What is Printed Circuit Board (PCBA)

PCBs are currently found in virtually every electrical product, large to small. However, one must consider just how remarkable and groundbreaking the innovation of the PCB was. 


Prior to the invention of PCBs,  electronic devices contained a multitude of wires, occupied plenty of space, and had an intrinsic ability to get tangled up. Short circuits were the norm. 


The first PCB concept was invented at the beginning of the 20th century by German inventor Albert Hanson, who filed a patent for a flat conductor for a multi-layer insulating board, but the technology world was not yet ready to welcome this new electrical component and it did not catch on. In time, Paul Eisler, an Austrian inventor, located in England, took the PCB idea to another level. 


Eisler developed a copper foil placed on a non-conductive glass base, similar to the PCB of current days. The Austrian-born inventor conceived this brilliant idea, one of the most important inventions of this century, but unfortunately he had a major challenge gaining any acceptance.


Although he developed what has become the backbone for today's mass production of computers, televisions, cars, and virtually everything electronic, he dealt with significant rejection of innovation,.


Eisler experimented continuously and filed his first patent in 1936, a forerunner to his main patent, which outlines the Printed Circuit Board. He offered it to British radio fabricator Plessey. The firm said “our women workers are cheaper”, and his idea was ignored. 


Wealthy printing house owner Harold Strong recognized Eisler's invention could possibly assist a growing arms industry. Strong bought the rights from Eisler for one British pound. At least Eisler was invited to join the Board of the new company.


The British Ministry of Defense said “no thanks”, however the British routinely reported every innovation to the American Bureau of Standards at that time.  The Americans said “yes  please” and a printed circuit board was developed as a proximity fuse for air defense projectiles. 

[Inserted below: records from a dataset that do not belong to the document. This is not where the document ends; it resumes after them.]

PR #669, opened 2021-07-12
Fixes to better handle comms optimizations with unreliable comms

itsmojo:
+ Add non-persistent var to denote when to skip comms optimizations
+ Set skipNextCommsOptimization on init or for any error or unexpected
  message response to better handle bad comms on restarts and out of range
+ Have updateDeliveryStatus() create an unfinalizedBolus if pod is bolusing
  and PodState doesn't have one to handle both types of status responses
+ Have updateDeliveryStatus() set skipNextCommsOptimization when the pod
  is bolusing or TB is active & it doesn't match the PodState's status
+ Some bolus communication optimization logic improvements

Neither Eisler nor Strong had the financial success they envisioned. Their company, Technograph, marketed licenses for printed circuit boards however a monopoly for printed circuit boards could never be achieved.


In 1948 the PCB was released by the United States for commercial use. Then, during the 1950s, the US army developed an automatic assembly process, leading to mass production and bringing the PCB to much broader use among electronics consumers. 


During the cold war, the USA and Soviet Union struggled to improve their communications capabilities. A decade later a patent was filed by Hazeltine Corporation for the first plated through-hole technology, which allowed the PCB components to be placed together without crossover connections in a much more reliable way. At the same time surface mount technology was developed by IBM.


In the 1970s another massively important invention emerged, the Integrated Circuit (IC). The first microprocessor was invented in the late 1950s by Jack Kilby. It then took Kilby more than a decade to share it with his colleagues at Texas Instruments, which led to the development of the first IC. Following the birth of the IC , the world of electronics manufacturing was forced to utilize the PCB.


Up until the 1980s, PCBs were still drawn by hand, which allowed for saving and transferring of the designs only with photographs. Computers and EDA (Electronic Design Automation) software emerged, making PCB designs dynamic and easily integrated into PCB manufacturing machinery. At the same time, innovations such as the Walkman and cordless phones, mandatory items for Boomers and Gen X's , utilizing small PCBs as their bases.


During the 1990s. electronic devices continued to shrink and this made manual PCB manufacturing impractical. The internet was launched and started a revolution, turning the personal computer into a must-have. Cell Phones were introduced, a technological jump which could not have happened without the progress in the PCB technology and micro-technologies.

Developers no longer design the PCB for a single purpose. Design for Test (DFT) strategies, have evolved, always considering the possibility of future adaptations and edge cases.


Today, countless quantities of printed circuit boards are produced all over the world and are getting smaller and smaller. Modern mass production of electronic devices would be unthinkable without the printed circuit board.